Sömürgeciliğin kapitalizm adı altında modernize edildiği ve kapitalizmin en gelişmiş silahlarıyla bütün dünyayı köleleştirmek istediği bir çağda yaşıyoruz; ve bu istilanın tüm dünyaya hakim kılınmasının adı  da küreselleşme.

Gücü kutsayan batı uygarlığı insanlığa adalet, hakkaniyet ve barışın hakim olacağı bir dünya armağan edememiştir. Güç üreten araçların kutsanması hakikat fikrinin yok edilmesine, tabiatın tahrip edilmesine, medeniyetlerin köklerinin kurutulmasına ve tüketim köleliğine yol açmıştır.

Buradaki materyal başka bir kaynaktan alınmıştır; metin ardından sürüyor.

PR #557, opened 2017-10-10
Rename parse_table to parse_delimited_table and move to parsers for master branch

PaulWay:
`insights.util.parse_table` and `insights.parsers.parse_fixed_table` both do more or less the same thing: parse a table from a heading string and lines with fields into a list of dictionaries, keyed on the headings.  Though they work on different inputs, but they should both be in the `parsers` utility module.

This update renames `parse_table` to `parse_delimited_table`, gives it some of the same parameters as `parse_fixed_table` for interface homogeneity, and moves it from `insights.util` to `insights.parsers`.  The following parser modules have been updated to use the `parse_delimited_table` function:

* fstab
* ipcs_sem
* lvm
* netstat
* ps
* rhn_schema_stats
* route

All tests pass and there is no loss of test coverage. Tests in the Red Hat rule repositories all pass.

This also includes tidying the arguments and handling of `parse_fixed_table`.

This is the master branch version of #445


insights/__init__.py
```diff
@@ -14,7 +14,8 @@
 from .core.plugins import make_response, make_metadata  # noqa: F401
 from .core.filters import add_filter, apply_filters, get_filters  # noqa: F401
 from .parsers import get_active_lines  # noqa: F401
-from .util import defaults, parse_table  # noqa: F401
+from .util import defaults  # noqa: F401
+from .parsers import parse_delimited_table as parse_table  # noqa: F401
```
xiangce: In the `master` branch, do you think it's still necessary to keep the old `parse_table` here? how about use the `parse_delimited_table` directly?
And would you mind put the `parse_fixed_table` here too?

PaulWay: Well, we export neither parse_delimited_table nor parse_fixed_table, so IMO that's the way it should be.  The purpose of this move and rename was to move the `parse_delimited_table` into the `parsers` module where it is commonly used.  IMO we'd like to avoid other things using these internal functions to parse text, and would instead like them to use the parsers :-)

So thanks for reminding me to not export the symbol I didn't want to export :-)

xiangce: It's OK to me that do not export them there.

PR #561, opened 2017-10-10
add distinct versions

brantleyr:


jharting:
from the insights playbook POV (where we'll need to determine what version we're dealing with) it would be nice for `--version` to behave in a way compatible with the old client

brantleyr:
@jharting yea thats why i added new flags, and simply left the old one alone.

kylape:
I'm leaning towards having --version print only the RPM version mainly due to backwards compatibility concerns.  Also, --version handling should be done in the RPM script because it's not really valid to import insights_client package from within the egg.  I think it's valid to have --core-version, but --client-version seems to just duplicate --version.

brantleyr:
@kylape so then if we want to put --version handling in the RPM we need to do another release.

gravitypriest:
WRT backward compat concerns, I think I'd want --version to print the RPM version, and --core-version to print the egg version, in that case.

gravitypriest:
Yeh understandable.  Should --version then print the core version and we have a separate one for the wrapper?

brantleyr:
@gravitypriest you mean like --client-version?

gravitypriest:
Yeah

brantleyr:
@kylape are we closing out this PR in favor of yours (I assume)?

PR #1310, opened 2018-07-31
change type check to isinstance

gravitypriest:
fix traceback because it was being treated as a string so it was looking for a file called "false"


gravitypriest:
Merged without passing checks because the test nodes are acting up right now.

PR #1316, opened 2018-08-01
parser for /etc/sysconfig/foreman-tasks

TripleJQK:


bfahr:
@TripleJQK these changes look OK assuming the spec change is approved.

Issue #1315, opened 2018-08-01
About the parser 'pcs_status', the spec of it does include the full correct file path


crackcodecamp:
For most recent sosreport, the file path would be 'sos_commands/pacemaker/pcs_status' (for example: sosreport-overcloud-controller-0-20180703073332/sos_commands/pacemaker/pcs_status), so this need to be fixed first with adding the path to the sos_archive in insights-core repo.

insights/specs/sos_archive.py:
    pcs_status = simple_file("sos_commands/cluster/pcs_status")
                        ---> this path is for old rhel version

insights/specs/sos_archive.py:
    pcs_status = simple_file("sos_commands/pacemaker/pcs_status")
                        ---> this path is for New rhel version

bfahr:
PR #1317 has been merged with master and 3.0 branches.

PR #1317, opened 2018-08-01
About the parser 'pcs_status' updated with correct path

crackcodecamp:
For most recent sosreport, the file path would be 'sos_commands/pacemaker/pcs_status'(for example sosreport-overcloud-controller-0-20180703073332/sos_commands/pacemaker/pcs_status), so this need to be fixed first with adding the path to the sos_archive in the insights-core repo.

The raised issue for this enhancement https://github.com/RedHatInsights/insights-core/issues/1315

### DIFF
--- a/insights/specs/sos_archive.py
+++ b/insights/specs/sos_archive.py
@@ -62,7 +62,7 @@ class SosSpecs(Specs):
     netstat_s = simple_file("sos_commands/networking/netstat_-s")
     nmcli_dev_show = simple_file("sos_commands/networking/nmcli_dev_show")
     ntptime = simple_file("sos_commands/ntp/ntptime")
-    pcs_status = simple_file("sos_commands/cluster/pcs_status")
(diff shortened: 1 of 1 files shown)


xiangce:
Hi @crackcodecamp,

As you mentioned in #1315 , 
```
pcs_status = simple_file("sos_commands/cluster/pcs_status")
---> this path is for old rhel version
```
It means in old rhel version, the path `sos_commands/cluster/pcs_status` is also valid, right.

In this case, we'd better keep the spec `pcs_status` compatible with both the new and old rhel version by using `first_file`, e.g.:
```
pcs_status = first_file(["sos_commands/pacemaker/pcs_status", "sos_commands/cluster/pcs_status"]),
```

crackcodecamp:
Hi, @xiangce Yah its need to keep both of the paths. I will update the PR according to that.

crackcodecamp:
@xiangceI have updated PR with adding new path into pcs_status.

crackcodecamp:
@bfahr Thanks for merging.

PR #1320, opened 2018-08-03
Dockerfile for adding insights-core layer to content-server on Openshift

mhuth:


mhuth:
@kylape need to add this webhook as well:
https://api.insights.openshift.com/oapi/v1/namespaces/advisor-ci/buildconfigs/content-server-layer4-
core/webhooks/h74iXXORe6nh3KaNpZ03/github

Dünya büyük bir kaosun ve felaketin eşiğinden geçmektedir: İnsanlık küresel bir saldırı ile karşı karşıyadır. Temel insani ve ahlaki değerler ayaklar altına alınmış ve alınmaktadır.

 İşgaller, katliamlar, iç savaşlar ve doğa tahribatı bir türlü bitmek bilmemektedir.

    Gelinen noktada, adalete, hakkaniyete, merhamete ve sulhe dayalı bir medeniyet tasavvuruna  tüm dünyanın ihtiyacı bulunduğu ortadadır. Bu medeniyet yolculuğuna ekonomik, teknolojik, sosyal ve kültürel  yönlerden hazırlanmak zorundayız. Bu hazırlık sadece teknik ve  maddi atılımlarla değil, köklü ve güçlü fikir, sanat, ilim, irfan ve hikmet atılımlarıyla da gerçekleştirilebilecektir.

Dünyanın içinde bulunduğu bu uygarlık krizi ve yeni bir medeniyet inşa etme sürecinde milletçe var olabilmemiz için inovatif fikir ve projeler üretme zorunluluğu, mühendislik mesleğinin bizlere yüklediği tarihi bir misyondur.